Cherokeea attakullakulla is a moth in the family Noctuidae and the only species in the genus Cherokeea. It is found in North Carolina (Swain and Macon Counties in the mountains and Rutherford County in the foothills) and Georgia (Rabun County).

The length of the forewings is 9.8–11.7 mm. The forewings are variable, ranging from nearly uniform dull grey to much more contrasting and mottled, especially in females. The antemedial line is excurved, doubled, with pale grey to nearly white filling. It is slightly scalloped and composed of black scales. The medial line or shade is obscure and the postmedial line is sinuous. The basal, medial and terminal areas are predominantly uniform grey, with some reddish-brown scaling in the medial and basal areas in some individuals. The hindwings are pale grey and unmarked except for a faint discal spot. There are two patterns of maculation, mottled and plain. Intermediates are seen as well. Adults have been recorded on wing in June.

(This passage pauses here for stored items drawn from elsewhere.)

PR #76, opened 2019-08-08
Ct miss handling

OphirMunk:


lib/netdev-rte-offloads.c
```diff
@@ -4305,14 +4352,31 @@ netdev_dpdk_offload_put_handle(struct netdev *netdev,
...
-    /* for all cases, we need to save all resources allocated */
-    ret = netdev_dpdk_save_flow_miss_ctx(info->flow_mark,
-                                         cls_info.actions.hw_id,
-                                         !cls_info.actions.recirc_id,
-                                         cls_info.match.outer_id,
-                                         match->flow.in_port.odp_port,
-                                         cls_info.actions.type == ACTION_OFFLOAD_TYPE_CT);
-    if (ret) {
+
+    int miss_type;
```
rbaryanai: I don't understand the logic here. you have 3 types of miss:
1. first is miss on vxlan (or tun port) table, in this case mark == VXLAN_TABLE_ID. this has no flow connected to it (like was already implemented).
2. miss on flow with CT - this means we get the flow mark and we need to restore tun if exists, and we need to cut the actins (like Oz did, but for all flows).
3. other miss - on other miss you get the recirc_id (meta_data) and you get the CT session mark. in this case you need to store the zone,mark,label...etc and tun info (outer) if exists. fix port_id if needed.

lib/netdev-rte-offloads.c
```diff
@@ -4305,14 +4352,31 @@ netdev_dpdk_offload_put_handle(struct netdev *netdev,
...
+    switch (cls_info.actions.type) {
+    case ACTION_OFFLOAD_TYPE_CT:
+        miss_type = MARK_PREPROCESS_FLOW_WITH_CT;
```
rbaryanai: OK. you relace single CT or not with type.

lib/netdev-rte-offloads.c
```diff
@@ -4305,14 +4352,31 @@ netdev_dpdk_offload_put_handle(struct netdev *netdev,
...
+        break;
+    case ACTION_OFFLOAD_TYPE_OUTPUT:
+    case ACTION_OFFLOAD_TYPE_TNL_PUSH:
+        miss_type = MARK_PREPROCESS_FLOW;
```
rbaryanai: not a use case. those flows if you hit them packet is going out, so no need.

lib/netdev-rte-offloads.c
```diff
@@ -4305,14 +4352,31 @@ netdev_dpdk_offload_put_handle(struct netdev *netdev,
...
+        break;
+    case ACTION_OFFLOAD_TYPE_TNL_POP:
+        miss_type = MARK_PREPROCESS_VXLAN;
```
rbaryanai: you never see it, because if you hit the flow you jump to the vxlan port and only there you can miss, and in this case we already know what to do. we have a default flow with low priority that set mark to the special mark.

lib/netdev-rte-offloads.c
```diff
@@ -4469,6 +4534,7 @@ netdev_dpdk_ct_ctx_get_ref_outer_id(struct mark_to_miss_ctx_data *data,
     }
     if (ct_offload2->tun.ip_dst) {
         data->ct.outer_id[dir2] = netdev_dpdk_tun_id_get_ref(
+                                       ct_offload2->odp_port,
```
rbaryanai: seems unrelated. why you keep the odp_port in the tun info, we already have a generic data sturcture which is called miss_ctx

lib/netdev-rte-offloads.c
```diff
@@ -5005,38 +5072,67 @@ restore_packet_state(uint32_t flow_mark, struct dp_packet *packet)
...
-    else if ((packet->md.in_port.odp_port == ct_rep->odp_port) ||
-            (rte_port->is_uplink && ct_rep->tun.ip_dst)) {
-        ct_offload = ct_rep;
-    } else {
-        VLOG_DBG("Could not match any direction for CT miss handling");
-    }
+    switch (miss_ctx->type) {
+    case MARK_PREPROCESS_VXLAN:
+        /* Pop header that will also restore meta data */
+        packet = netdev_vxlan_pop_header(packet);
```
rbaryanai: calling function is not checking returned value, you get crash if pop fails. but as I see it you will never get to this point anyway.

lib/netdev-rte-offloads.c
```diff
@@ -5005,38 +5072,67 @@ restore_packet_state(uint32_t flow_mark, struct dp_packet *packet)
...
-    }
-    if (hw_id && netdev_dpdk_get_id_from_hw_id(hw_id, false,
-                                               &packet->md.recirc_id)) {
-        VLOG_DBG("Failed to get recirc_id from hw_id %u", hw_id);
+    case MARK_PREPROCESS_CT:
+        ct_init = miss_ctx->ct.ct_offload[CT_OFFLOAD_DIR_INIT];
+        ct_rep = miss_ctx->ct.ct_offload[CT_OFFLOAD_DIR_REP];
+        rte_port = netdev_rte_port_search(packet->md.in_port.odp_port, &port_map);
+        if ((packet->md.in_port.odp_port == ct_init->odp_port) ||
+           (rte_port->is_uplink && ct_init->tun.ip_dst)) {
```
rbaryanai: again, why not saving it the ctx and not on the outer.

lib/netdev-rte-offloads.c
OphirMunk: @rbaryanai  - thanks for your review. Updated the PR based on it.

OphirMunk:
@ozshlomo  - please review latest fix for double referencing hw id.

lib/netdev-rte-offloads.c
```diff
@@ -4441,9 +4441,7 @@ netdev_dpdk_offload_put_handle(struct netdev *netdev,
                                        cls_info.match.tun_id);
     }
 
-    if (cls_info.match.hw_id != INVALID_HW_ID) {
-        netdev_dpdk_put_recirc_id_hw_id(cls_info.match.hw_id);
-    }
+    /* No need to put the hw_id as it is done when the flow is deleted */
```
ozshlomo: This does not fix the problem.

The issue is that there is a put without a get.
When rolling back in my scenario the hw_id is still INVALID at this point

ozshlomo: Please revert this commit in the PR

lib/netdev-rte-offloads.c
```diff
@@ -1846,7 +1846,7 @@ ct_add_rte_flow_offload(struct netdev_rte_port *rte_port,
 }
 
 static struct mark_to_miss_ctx_data *
-    netdev_dpdk_get_flow_miss_ctx(uint32_t mark);
+    netdev_dpdk_get_flow_miss_ctx(uint32_t mark, bool create);
```
elibritstein: we have netdev_dpdk_find_miss_ctx
why do you need this?

lib/netdev-rte-offloads.c
```diff
@@ -5082,12 +5082,10 @@ restore_packet_state(uint32_t flow_mark, struct dp_packet *packet)
 
     switch (miss_ctx->type) {
     case MARK_PREPROCESS_VXLAN:
-        /* Pop header that will also restore meta data */
-        packet = netdev_vxlan_pop_header(packet);
-        if (!packet) {
-            return -1;
-        }
-        return 0;
+        /*
```
elibritstein: if so, why do we need MARK_PREPROCESS_VXLAN for?

OphirMunk:
@elibritstein - thanks for your review. As a decision was taken to merge this PR as is I will implement the fixes in new commits.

There is one generation per year.

The larvae probably feed on Arundinaria appalachiana.

==Etymology==
The genus name is derived from Cherokee, a Nation of Native American people who occupied the southern Appalachians. The species name refers to the Supreme Cherokee Leader (from 1761–1775) who represented his people in London in 1730 and at home in the Carolinas while negotiating various peace treaties.